Stored data:
PR #2106, opened 2026-06-29
feat(sts): send RFC 8707 resource and audience on token exchange

QuentinBisson:
## What

The Go ADK token-propagation plugin (`go/adk/pkg/sts`) always passed `nil`
resource and `nil` audience to the STS token exchange, so an issued token
could not be scoped to a specific backend. This wires two optional inputs
through to the exchange:

- `KAGENT_STS_RESOURCE`: RFC 8707 resource indicator (the target backend).
- `KAGENT_STS_AUDIENCE`: RFC 8693 audience, for STS servers that key on it.

Both are read at agent-runtime startup and passed as `resource`/`audience`
parameters to `NewTokenPropagationPlugin`. Empty values are omitted from the
request, so behaviour is unchanged when neither is set.

## Why

Without a resource/audience, the STS returns a token whose audience is not the
MCP backend, so audience-validating backends reject it. RFC 8707 is the
standard way to scope an exchanged token to its intended resource. The STS
client already serialized `resource`/`audience`; only the call site and the
configuration plumbing were missing.

## Notes

- Backwards compatible: no env set means no `resource`/`audience` sent.
- The env vars are registered in `go/core/pkg/env` for discoverability. Moving
  this into the adk config file (with a first-class `Agent` CRD field) is under
  discussion; see the thread below.

### DIFF
--- a/go/adk/pkg/runner/adapter.go
+++ b/go/adk/pkg/runner/adapter.go
@@ -141,6 +141,24 @@ func buildTokenPropagationPlugin(ctx context.Context, log logr.Logger) (*sts.Tok
 		return nil, fmt.Errorf("failed to initialize STS integration: %w", err)
 	}
 
+	var opts []sts.Option
+	if resource, audience := exchangeTarget(); resource != nil || audience != nil {
+		opts = append(opts, sts.WithExchangeTarget(resource, audience))
+	}
+
 	log.Info("Enabling STS token propagation plugin", "wellKnownURI", stsWellKnownURI)
-	return sts.NewTokenPropagationPlugin(integration, log), nil
+	return sts.NewTokenPropagationPlugin(integration, log, opts...), nil
+}
+
+// exchangeTarget reads the RFC 8707 resource and RFC 8693 audience from the
+// environment. An unset value is returned as nil so it is omitted from the
+// token-exchange request.
+func exchangeTarget() (resource, audience any) {
+	if r := strings.TrimSpace(os.Getenv("KAGENT_TOKEN_RESOURCE")); r != "" {
+		resource = r
+	}
+	if a := strings.TrimSpace(os.Getenv("KAGENT_TOKEN_AUDIENCE")); a != "" {
+		audience = a
+	}
+	return resource, audience
 }
--- a/go/adk/pkg/runner/adapter.go
+++ b/go/adk/pkg/runner/adapter.go
@@ -143,8 +143,8 @@ func buildTokenPropagationPlugin(ctx context.Context, log logr.Logger) (*sts.Tok
 
 	// RFC 8707 resource / RFC 8693 audience scope the exchanged token to a
 	// backend. Empty values are omitted from the exchange request.
-	resource := strings.TrimSpace(os.Getenv("KAGENT_TOKEN_RESOURCE"))
-	audience := strings.TrimSpace(os.Getenv("KAGENT_TOKEN_AUDIENCE"))
+	resource := strings.TrimSpace(os.Getenv("KAGENT_STS_RESOURCE"))
+	audience := strings.TrimSpace(os.Getenv("KAGENT_STS_AUDIENCE"))
 
 	log.Info("Enabling STS token propagation plugin", "wellKnownURI", stsWellKnownURI)
 	return sts.NewTokenPropagationPlugin(integration, log, resource, audience), nil
--- a/go/adk/pkg/runner/adapter.go
+++ b/go/adk/pkg/runner/adapter.go
@@ -124,7 +124,7 @@ func buildTokenPropagationPlugin(ctx context.Context, log logr.Logger) (*sts.Tok
 	// Propagate-only mode: keep parity with Python by enabling plugin without STS exchange.
 	if stsWellKnownURI == "" {
 		log.Info("Enabling token propagation plugin without STS exchange")
-		return sts.NewTokenPropagationPlugin(nil, log, "", ""), nil
+		return sts.NewTokenPropagationPlugin(nil, log, nil, nil), nil
 	}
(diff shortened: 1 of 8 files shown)


QuentinBisson:
Python companion: #2107 (same env vars across both runtimes).

QuentinBisson:
Thanks — addressed in 7dccee6:

- **`any` exchange target (plugin.go):** `WithExchangeTarget` now takes `string` instead of `any`, so a caller can't pass a type the STS client silently drops; empty values are omitted (unset → unscoped, as before). Multi-valued resources are out of scope for this change.
- **Test data race (plugin_test.go):** the handler now sends the captured form over a buffered channel; the test reads it on its own goroutine, so there's no shared-variable race and no `t.Fatalf` from the handler goroutine. Verified with `go test -race`.
- **Hang safety:** the assertion waits on the channel with a 5s timeout instead of reading a variable that may never have been written.

go/adk/pkg/sts/plugin.go
```diff
@@ -38,17 +38,41 @@ type TokenPropagationPlugin struct {
 	mu              sync.RWMutex
 	logger          logr.Logger
 	bufferSeconds   int64
+	resource        any // RFC 8707 resource indicator passed to the STS exchange
+	audience        any // RFC 8693 audience passed to the STS exchange
```
EItanya: Why are these `any`, they can be `string` or `[]string`?

go/adk/pkg/sts/plugin.go
```diff
@@ -38,17 +38,41 @@ type TokenPropagationPlugin struct {
...
+func WithExchangeTarget(resource, audience string) Option {
+	return func(p *TokenPropagationPlugin) {
+		if resource != "" {
+			p.resource = resource
+		}
+		if audience != "" {
+			p.audience = audience
+		}
+	}
 }
```
EItanya: Do we really need to introduce an `options` pattern for 2 strings?

go/adk/pkg/runner/adapter.go
```diff
@@ -123,6 +123,11 @@ func buildTokenPropagationPlugin(ctx context.Context, log logr.Logger) (*sts.Tok
 		return nil, fmt.Errorf("failed to initialize STS integration: %w", err)
 	}
 
+	// RFC 8707 resource / RFC 8693 audience scope the exchanged token to a
+	// backend. Empty values are omitted by WithExchangeTarget.
+	resource := strings.TrimSpace(os.Getenv("KAGENT_TOKEN_RESOURCE"))
+	audience := strings.TrimSpace(os.Getenv("KAGENT_TOKEN_AUDIENCE"))
```
EItanya: Frankly I don't really like adding more env vars if we don't have to, they're hard to track. Can we add a token exchange section to our adk config file instead? This is for the Python impl as well

EItanya (changes requested):

go/adk/pkg/runner/adapter.go
QuentinBisson: Thanks for the review. I'll see what I can do :)

QuentinBisson:
@EItanya thanks for the review. Addressed the two smaller points and pushed:
- Dropped the functional option: `NewTokenPropagationPlugin` now takes `resource, audience string` directly and the fields are typed `[]string`.
- Renamed the env vars to `KAGENT_STS_RESOURCE` / `KAGENT_STS_AUDIENCE` here and in #2107.

On moving these into the adk config file instead of env vars: happy to. Before I wire it, one scoping question so I size the PRs right. My plan is a `tokenExchange: { resource, audience }` section in the agent `config.json` both runtimes already read, populated by a new Agent CRD field the controller renders, with the env vars dropped. Do you want that CRD field plus rendering inside these two PRs, or should these ship env-based as-is and the config section land as a follow-up (Go and Python together)?

go/adk/pkg/sts/plugin.go
QuentinBisson: No this was removed

go/adk/pkg/sts/plugin_test.go
```diff
@@ -139,6 +139,86 @@ func TestBeforeRunCallback_ReusesCachedDynamicActorTokenForExchange(t *testing.T
...
+			}); err != nil {
+				t.Fatalf("BeforeRunCallback() error = %v", err)
+			}
+
+			if gotResource != tt.wantResource {
+				t.Fatalf("resource = %q, want %q", gotResource, tt.wantResource)
+			}
+			if gotAudience != tt.wantAudience {
+				t.Fatalf("audience = %q, want %q", gotAudience, tt.wantAudience)
+			}
```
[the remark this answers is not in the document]
QuentinBisson: resolved

go/adk/pkg/sts/plugin_test.go
```diff
@@ -139,6 +139,86 @@ func TestBeforeRunCallback_ReusesCachedDynamicActorTokenForExchange(t *testing.T
...
+				if err := r.ParseForm(); err != nil {
+					t.Fatalf("ParseForm() error = %v", err)
+				}
+				gotResource = r.FormValue("resource")
+				gotAudience = r.FormValue("audience")
+				_ = json.NewEncoder(w).Encode(map[string]any{
+					"access_token":      "access-token",
+					"issued_token_type": string(TokenTypeJWT),
+				})
+			}))
```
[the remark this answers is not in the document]
QuentinBisson: resolved

go/adk/pkg/sts/plugin.go
QuentinBisson: I updated them to `[]string` to be spec compliant :)

supreme-gg-gg (approved):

**REQUIREMENT:**
State how many lines of the data above contain the string "takes", and give no other words.

**WRITTEN RESPONSE:**
2